Answer
Vertex: $\left(4,6\right)$
Axis of Symmetry: $y=6$
Domain: $\{x|x\le4\}$
Range: set of all real numbers
Graph of $x=-\dfrac{1}{2}y^2+6y-14$
Work Step by Step
To find the properties of the given equation, $
x=-\dfrac{1}{2}y^2+6y-14
,$ convert the equation to the form $x=a(y-k)^2+h$.

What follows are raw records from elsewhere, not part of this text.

PR #2036, opened 2020-12-06
ISchema inherits IProvideMetadata

sungam3r:
@Shane32 Formally it is breaking change since I added a new requirement to `ISchema`. But I don't know anymore if it's worth worrying about this kind of change and postponing it until the next major version. See https://github.com/graphql-dotnet/server/pull/470#issuecomment-739498710

### DIFF
--- a/.github/labeler.yml
+++ b/.github/labeler.yml
@@ -4,6 +4,7 @@
   - src/GraphQL.Dummy/**/*
   - src/GraphQL.Harness.Tests/**/*
   - src/GraphQL.Tests/**/*
+  - '!src/GraphQL.ApiTests/**/*.txt'
 
 "CI":
   - .github/workflows/**/*
--- a/.github/labeler.yml
+++ b/.github/labeler.yml
@@ -4,7 +4,7 @@
   - src/GraphQL.Dummy/**/*
   - src/GraphQL.Harness.Tests/**/*
   - src/GraphQL.Tests/**/*
-  - '!src/GraphQL.ApiTests/**/*.txt'
+  - !src/GraphQL.ApiTests/**/*.txt
 
 "CI":
   - .github/workflows/**/*
--- a/.github/labeler.yml
+++ b/.github/labeler.yml
@@ -1,10 +1,5 @@
 "test":
-  - src/GraphQL.ApiTests/**/*
-  - src/GraphQL.DataLoader.Tests/**/*
-  - src/GraphQL.Dummy/**/*
-  - src/GraphQL.Harness.Tests/**/*
-  - src/GraphQL.Tests/**/*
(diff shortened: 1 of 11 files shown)


.github/labeler.yml
```diff
@@ -1,9 +1,5 @@
 "test":
-  - src/GraphQL.ApiTests/**/*
-  - src/GraphQL.DataLoader.Tests/**/*
-  - src/GraphQL.Dummy/**/*
-  - src/GraphQL.Harness.Tests/**/*
-  - src/GraphQL.Tests/**/*
+  - any: ['src/GraphQL.ApiTests/**/*', 'src/GraphQL.DataLoader.Tests/**/*', 'src/GraphQL.Dummy/**/*', 'src/GraphQL.Harness.Tests/**/*', 'src/GraphQL.Tests/**/*', '!src/GraphQL.ApiTests/**/*.txt']
```
sungam3r, line 2: Changes in public API are not considered now as changes in tests.

Shane32:
> Formally it is breaking change since I added a new requirement to ISchema. But I don't know anymore if it's worth worrying about this kind of change and postponing it until the next major version. See graphql-dotnet/server#470 (comment)

Tough call here.  Every implementation will have their own implementation of `Schema` defined (at least, for graphtype-first users).  Granted, most will inherit from `Schema`.  Let's assume for the moment that someone has a compiled application, with a schema that inherits from `Schema`.  Are these changes binary-breaking?

If the answer is yes (app won't work), then it seems that we are throwing away our goal (of providing only binary-compatible updates between major versions) just because we have a feature request (albeit a reasonable one).  If we want to change our goals (e.g. only binary-compatible within minor versions), then let's do so, but not simply make exceptions without a better reason.

If the answer is no (app is fine; it is still binary compatible as long as you're inheriting Schema), then I think this breaking change is reasonable, but we should document the change.  I expect it to be pretty unlikely that someone implements their own `ISchema`, and if they are, this is a minor fix for them.

sungam3r:
>  Let's assume for the moment that someone has a compiled application, with a schema that inherits from Schema. Are these changes binary-breaking?

Of course, not.

sungam3r:
> we should document the change

OK. Where and in what form? New migration guide to v3.2? There will be questions about what kind of migration between minor versions.

sungam3r:
@Shane32 Maybe to just mention this "semi-breaking" change in the release notes?

Shane32:
> @Shane32 Maybe to just mention this "semi-breaking" change in the release notes?

Good idea, and I also think it should also be in the 2.x -> 3.x migration guide.  We can note within the paragraph that the change only applies to >= 3.2.

sungam3r:
Done

Shane32 (approved):

Issue #2048, opened 2020-12-13
Refactor ValueConverter usage from ScalarGraphTypes to avoid boxing


sungam3r:
Example:

```c#
 public class DecimalGraphType : ScalarGraphType
    {
        public override object ParseValue(object value) => ValueConverter.ConvertTo(value, typeof(decimal));

        public override object ParseLiteral(IValue value) => value switch
        {
            DecimalValue decimalValue => decimalValue.Value,
            StringValue stringValue => ParseValue(stringValue.Value),
            IntValue intValue => ParseValue(intValue.Value),  <-------- box int to object
            LongValue longValue => ParseValue(longValue.Value), <-------- box long to object
            FloatValue floatValue => ParseValue(floatValue.Value), <-------- box double to object
            BigIntValue bigIntValue => ParseValue(bigIntValue.Value), <-------- box BigInteger to object
            _ => null
        };
    }
```

ValueConverter uses direct explicit cast from one .NET type to other without boxing:
![изображение](https://user-images.githubusercontent.com/21261007/102024255-128a9380-3da2-11eb-8473-e0c75faf4faa.png)

Why is that? Is it possible to directly use explicit type casts in GraphTypes themselves? Surely yes. Do we still need `ValueConverter`?  Yes. Will using casts be a duplication of logic? I doubt it. I propose to use direct casts. See https://github.com/graphql-dotnet/graphql-dotnet/issues/2047#issuecomment-744063619

Shane32:
I agree direct casts would be better here, and provide a performance benefit (as it would eliminate a dictionary lookup).  However, I fail to see how this has any effect on boxing.  `ParseLiteral` returns an `object`.  So it's going to get boxed sooner or later -- with the current code, within `ValueConverter.ConvertTo`, or with the suggested change, within `DecimalGraphType.ParseLiteral`.

sungam3r:
We have typed `int` value in `IntValue`, then we pass it to `ParseValue` as `object`. I am talking about arguments, not about return values.

sungam3r:
Of cource then this boxed value will be unboxed inside ValueConverter.

Shane32:
I see.  This should be easy to fix.

PR #2049, opened 2020-12-13
Unify scalar conversions

### LINKED ISSUE #2047: FloatGraphType arguments can be parsed as integers
I'm running into an issue where a Float is coming through into the `Arguments` dictionary as an `int`. My code expects it to be a `double` and fails on the downcast. It looks like `FloatGraphType` should have

        public override object ParseLiteral(IValue value) => value switch
        {
            FloatValue floatVal => floatVal.Value,
            IntValue intVal => intVal.Value,
            LongValue longVal => longVal.Value,
            _ => null
        };

changed to

        public override object ParseLiteral(IValue value) => value switch
        {
            FloatValue floatVal => floatVal.Value,
            IntValue intVal => ParseValue(intVal.Value),
            LongValue longVal => ParseValue(longVal.Value),
            _ => null
        };

in line with the other numeric scalar types. I can send a PR if we agree this is a bug.

sungam3r:
Fixes #2047 . Also fixes bug when `FloatGraphType.Value` cannot be casted to `float` even when fractional part was specified.
I decided to remove all `Convert.To` calls and use the `checked` operator explicitly. First, this is how our intentions are more clearly expressed. Secondly, it turned out that we left unchecked context (C# uses unchecked by default) in some places. Examples:
```
 Register<sbyte, byte>(value => (byte)value);
 Register<sbyte, ulong>(value => (ulong)value);
```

Grouping the $y$-variables together and making the coefficient of $y^2$ equal to $1$, the given equation is equivalent to
\begin{align*}
x&=\left(-\dfrac{1}{2}y^2+6y\right)-14
\\\\
x&=-\dfrac{1}{2}\left(y^2-12y\right)-14
.\end{align*}
Completing the square of the right-side expression by adding $\left(\dfrac{b}{2}\right)^2,$ the equation above is equivalent to
\begin{align*}
x&=-\dfrac{1}{2}\left(y^2-12y+\left(\dfrac{-12}{2}\right)^2\right)+\left[-14-\left(-\dfrac{1}{2}\right)\left(\dfrac{-12}{2}\right)^2\right]
\\\\
x&=-\dfrac{1}{2}\left(y^2-12y+36\right)+\left[-14+18\right]
\\\\
x&=-\dfrac{1}{2}\left(y-6\right)^2+4
.\end{align*}(Note that $a\left(\dfrac{b}{2}\right)^2\Rightarrow
\left(-\dfrac{1}{2}\right)\left(\dfrac{-12}{2}\right)^2
$ should be subtracted as well to cancel out the term that was added to complete the square.)
Since the vertex of a parabola defined by $x=(y-k)^2+h$ is given by $(h,k),$ then the vertex of $x=-\dfrac{1}{2}\left(y-6\right)^2+4$ is $
\left(4,6\right)
$.
The axis of symmetry is given by $y=k$. Hence, the axis of symmetry of the parabola with the given equation is $
y=6
$.
To graph the parabola, find points on the parabola by substituting values of $y$ and then solving for $x$. That is,
\begin{array}{l|r}
\text{If }y=2: & \text{If }y=4:
\\\\
x=-\dfrac{1}{2}(2)^2+6(2)-14 & x=-\dfrac{1}{2}(4)^2+6(4)-14
\\\\
x=-\dfrac{1}{2}(4)+6(2)-14 & x=-\dfrac{1}{2}(16)+6(4)-14
\\\\
x=-2+12-14 & x=-8+24-14
\\
x=-4 & x=2
.\end{array}
Thus the points $
(-4,2)
$ and $
(2,4)
$ are points on the parabola. Reflecting these points about the axis of symmetry, then $
(2,8)
$ and $
(-4,10)
$ are also points on the parabola.
Using the points $\{
(-4,2),(2,4),
\left(4,6\right)
(2,8),(-4,10)
\}$ the graph of the given equation is derived (see graph above).
Using the graph above, the domain (all $x$-values used in the graph) is $
\{x|x\le4\}
$. The range (all $y$-values used in the graph) is the set of all real numbers.